8. Try a different brew. Switch from high-calorie specialty coffees (a 16-ounce Mocha Frappuccino at Starbucks has 420 calories) to a latte made with skim milk. Add a bit of hazelnut or almond flavoring for extra flavor.
9. Plan for snacking. Some 100-calorie snack ideas: 1½ cups frozen grapes; 2 plums; one-half cup of sherbet: 1 ounce of cheese; a single serving box of cereal; one-half cup berries and fat-free cookie; 3 cups of air-popped popcorn.
10. Move foods out of sight. Keep high-calorie snacks like cookies and chips tucked away in an inconvenient place at home and at work, but keep your favorite fruits washed and ready to eat.
10 ways to eat healthier when dining out
1. Downsize your sandwich. When you order a sandwich, no matter what the filling, ask for half the amount they usually serve.
2. See red. Tomato-based sauces in Italian restaurants have less fat and fewer calories than the white or pink sauces.
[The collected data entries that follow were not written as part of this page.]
PR #3721, opened 2019-10-30
Add optimised SmallestMovedPoint implementation

ChrisJefferson:
This just adds a SmallestMovedPoint C implementation, as I had a case where the time taken mattered.

We leave a GAP-level implementation for permutations which aren't PERM2s or PERM4s, as SmallestMovedPoint is used on permutations which aren't internal rep.

Note (if interested) we don't have a GAP-level implementation for LargestMovedPoint, as there isn't a sensible algorithm for arbitrary permutation implementations (as we don't have a "largest candidate" to start from, as we do with internal permutations).

### DIFF
--- a/src/permutat.cc
+++ b/src/permutat.cc
@@ -1125,6 +1125,40 @@ UInt LargestMovedPointPerm(Obj perm)
         return LargestMovedPointPerm_<UInt4>(perm);
 }
 
+/****************************************************************************
+**
+*F  SmallestMovedPointPerm( <perm> ) smallest point moved by perm
+**
+**  'SmallestMovedPointPerm' implements 'SmallestMovedPoint' for internal
+**  permutations.
+*/
+
+// Import 'Infinity', as a return value for the identity permutation
+static Obj Infinity;
+
+template <typename T>
+static inline Obj SmallestMovedPointPerm_(Obj perm)
+{
+    const T * ptPerm = CONST_ADDR_PERM<T>(perm);
+    UInt      deg = DEG_PERM<T>(perm);
+
+    for (UInt i = 1; i <= deg; i++) {
+        if (ptPerm[i - 1] != i - 1)
+            return INTOBJ_INT(i);
+    }
+    return Infinity;
+}
+
+static Obj SmallestMovedPointPerm(Obj perm)
+{
+    GAP_ASSERT(TNUM_OBJ(perm) == T_PERM2 || TNUM_OBJ(perm) == T_PERM4);
+
+    if (TNUM_OBJ(perm) == T_PERM2)
+        return SmallestMovedPointPerm_<UInt2>(perm);
+    else
+        return SmallestMovedPointPerm_<UInt4>(perm);
+}
+
 
 /****************************************************************************
 **
@@ -1141,6 +1175,18 @@ static Obj FuncLARGEST_MOVED_POINT_PERM(Obj self, Obj perm)
     return INTOBJ_INT(LargestMovedPointPerm(perm));
 }
 
+/****************************************************************************
+**
+*F  FuncSMALLEST_MOVED_POINT_PERM( <self>, <perm> )
+**
+**  GAP-level wrapper for 'SmallestMovedPointPerm'.
+*/
+static Obj FuncSMALLEST_MOVED_POINT_PERM(Obj self, Obj perm)
+{
+    RequirePermutation("SmallestMovedPointPerm", perm);
+
+    return SmallestMovedPointPerm(perm);
+}
 
 /****************************************************************************
 **
@@ -2736,6 +2782,7 @@ static StructGVarFunc GVarFuncs [] = {
 
     GVAR_FUNC_1ARGS(PermList, list),
     GVAR_FUNC_1ARGS(LARGEST_MOVED_POINT_PERM, perm),
+    GVAR_FUNC_1ARGS(SMALLEST_MOVED_POINT_PERM, perm),
     GVAR_FUNC_2ARGS(CYCLE_LENGTH_PERM_INT, perm, point),
     GVAR_FUNC_2ARGS(CYCLE_PERM_INT, perm, point),
     GVAR_FUNC_1ARGS(CYCLE_STRUCT_PERM, perm),
@@ -2783,6 +2830,9 @@ static Int InitKernel (
 #endif
 
     ImportGVarFromLibrary("PERM_INVERSE_THRESHOLD", &PERM_INVERSE_THRESHOLD);
+
+    /* needed for SmallestMovedPoint                                       */
+    ImportGVarFromLibrary("infinity", &Infinity);
 
     /* install the type functions                                           */
     ImportGVarFromLibrary( "TYPE_PERM2", &TYPE_PERM2 );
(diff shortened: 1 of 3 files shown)


src/permutat.cc
```diff
@@ -1125,6 +1125,40 @@ UInt LargestMovedPointPerm(Obj perm)
         return LargestMovedPointPerm_<UInt4>(perm);
 }
 
+/****************************************************************************
+**
+*F  SmallestMovedPointPerm( <perm> ) smallest point moved by perm
+**
+**  'SmallestMovedPointPerm' returns  the  smallest  positive  integer that is
```
wucas: But `Infinity` is not an integer. Shouldn't it say something like: `'SmallestMovedPointPerm' returns  the  smallest  positive  integer that is moved by the permutation <perm> or Infinity if <perm> is the identity.`

src/permutat.cc
```diff
@@ -1125,6 +1125,40 @@ UInt LargestMovedPointPerm(Obj perm)
...
+**  moved by the permutation <perm>.
+*/
+
+// Import 'Infinity', as return value for identity permutation
```
wucas: as the return value for the/an identity pmerutation/permutations (not sure how one would say it in english)

tst/testinstall/perm.tst
```diff
@@ -314,12 +314,38 @@ gap> PermList(Concatenation([1..70000],[70001,1,70003]));
...
 
 #
-# LARGEST_MOVED_POINT_PERM
-#
-gap> LARGEST_MOVED_POINT_PERM((2,3));
-3
-gap> LARGEST_MOVED_POINT_PERM((2,70000));
-70000
+# SmallestMovedPoint, LargestMovedPoint, MovedPoints, NrMovedPoints
+#
```
wucas: Not to say that this makes sense but in the spirit of testing also a bit more unusual inputs, why not add a test for a permutation like (5,7,1) or just (10,1) that is not already sorted?

src/permutat.cc
fingolfin: Indeed. Could also take the text used in the manual for SmallestMovedPoint. Or, for that matter, just say
> This function implements the operation `SmallestMovedPoint` for internal permutations.

Also, don't use those double spaces, please :-)

src/permutat.cc
```diff
@@ -1141,6 +1175,21 @@ static Obj FuncLARGEST_MOVED_POINT_PERM(Obj self, Obj perm)
...
+/****************************************************************************
+**
+*F  FuncSMALLEST_MOVED_POINT_PERM( <self>, <perm> )
+*F  Smallest point moved by perm
+**
+**  GAP-level wrapper for 'SmallestMovedPointPerm'.
+*/
+static Obj FuncSMALLEST_MOVED_POINT_PERM(Obj self, Obj perm)
+{
+
```
```suggestion
```

src/permutat.cc
```diff
@@ -1141,6 +1175,21 @@ static Obj FuncLARGEST_MOVED_POINT_PERM(Obj self, Obj perm)
     return INTOBJ_INT(LargestMovedPointPerm(perm));
 }
 
+/****************************************************************************
+**
+*F  FuncSMALLEST_MOVED_POINT_PERM( <self>, <perm> )
+*F  Smallest point moved by perm
```
fingolfin: The `*F` is only for the function name, not for description.
```suggestion
**
**  Return the smallest point moved by <perm>, or Infinity.
```

src/permutat.cc
```diff
@@ -1141,6 +1175,21 @@ static Obj FuncLARGEST_MOVED_POINT_PERM(Obj self, Obj perm)
...
+**
+**  GAP-level wrapper for 'SmallestMovedPointPerm'.
```
fingolfin: I don't think this adds any useful information, as the 2 line implementation makes this info clear anyway. So I'd just remove it.
```suggestion
```

tst/testinstall/perm.tst
```diff
@@ -314,12 +314,38 @@ gap> PermList(Concatenation([1..70000],[70001,1,70003]));
 fail
 
 #
-# LARGEST_MOVED_POINT_PERM
-#
-gap> LARGEST_MOVED_POINT_PERM((2,3));
-3
-gap> LARGEST_MOVED_POINT_PERM((2,70000));
-70000
```
fingolfin: The reason for these tests was to make 100% sure we test those kernel function, and not some other installed methods.

I guess these days, I'd move those tests to `tst/testinstall/kernel/permutat.tst`

tst/testinstall/perm.tst
fingolfin: That won't make a difference, because the differences vanishes the moment the permutation object is created, i.e., well before the permutation is passed to those functions.

ChrisJefferson:
Thank you both for your comments.they mostly look accurate but I may not be able to address them until Sunday.

ChrisJefferson:
Yes, sorry, I'm trying to do no non-required programming until a paper gets finished :)

src/permutat.cc
```diff
@@ -1125,6 +1125,40 @@ UInt LargestMovedPointPerm(Obj perm)
...
+    UInt      deg = DEG_PERM<T>(perm);
+
+    for (UInt i = 1; i <= deg; i++) {
+        if (ptPerm[i - 1] != i - 1)
+            return INTOBJ_INT(i);
+    }
+    return Infinity;
+}
+
+Obj SmallestMovedPointPerm(Obj perm)
```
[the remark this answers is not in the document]
ChrisJefferson: While I'm fixing various issues, many of the issues (including this one) are "I mirrored LargestMovedPointPerm".

src/permutat.cc
```diff
@@ -1125,6 +1125,40 @@ UInt LargestMovedPointPerm(Obj perm)
...
+static Obj Infinity;
+
+template <typename T>
+static inline Obj SmallestMovedPointPerm_(Obj perm)
+{
+    const T * ptPerm = CONST_ADDR_PERM<T>(perm);
+    UInt      deg = DEG_PERM<T>(perm);
+
+    for (UInt i = 1; i <= deg; i++) {
+        if (ptPerm[i - 1] != i - 1)
```
wilfwilson: Why don't you instead do the loop from `i = 0; i < deg` so that you don't have to do `i - 1` twice on this line for every iteration of the loop? Then on the following line you'd just do
```
return INTOBJ_INT(i + 1);
```

ChrisJefferson: The boring answer to your question is "LargestMovedPointPerm" does that, and I kept the two as close as possible, as any differences might raise questions of "why are they different".

Of course, the other option is to clean them both up (which I think I'll do, in another commit).

ChrisJefferson: Actually, looking through, basically everywhere in permutat.cc uses this 'ptr[i-1] = i-1' style, so it would seem sensible to clean them all up, instead of just one, and I'd do that in a future PR.

ChrisJefferson:
I'll add a test like #3738 which tests SMALLEST_MOVED_POINT_PERM once that PR is merged (I want that one to PR to be merged in first, so it cleanly merges back to 4.11).

src/permutat.cc
wilfwilson: Happy for that to be done separately. I made #3739 to remind you/us to do it.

3. Pass on the breadbasket. Ask your server not to bring the bread or to bring it one slice at a time. Eat bread only with your meal or only if it’s warm. Delay eating it as long as you can.
4. Soup up your menu. Start with a broth-based soup and then split the entree before you dive in. You’ll cut your calories and feel fuller sooner.
5. Watch for the clues. When eating out, look for words that speak volumes (of calories, that is): Batter-dipped, breaded, buttery, creamy, crispy-crunchy, deep-fried, pan-fried, rich. And for portion size, watch out for: combo, feast, grande, jumbo, king-size, supreme.
6. Order veggies. Scan the menu for interesting vegetables, such as arugula in a salad or asparagus, which you could order steamed or sautéed as a side dish.
7. Get a wrap. Wrap up half the meal at the beginning and take it home for another day.
8. Have a split for dessert. No, not a banana split, but share your dessert with someone. Or order a cappuccino with full-fat milk and add sugar. It’s only about 100 calories.
9. Order a kid-size portion, not supersize one. The supersize is usually way too many calories.
10. Choose an appetizer for your main dish. They are sometimes smaller and have fewer calories than entrees.”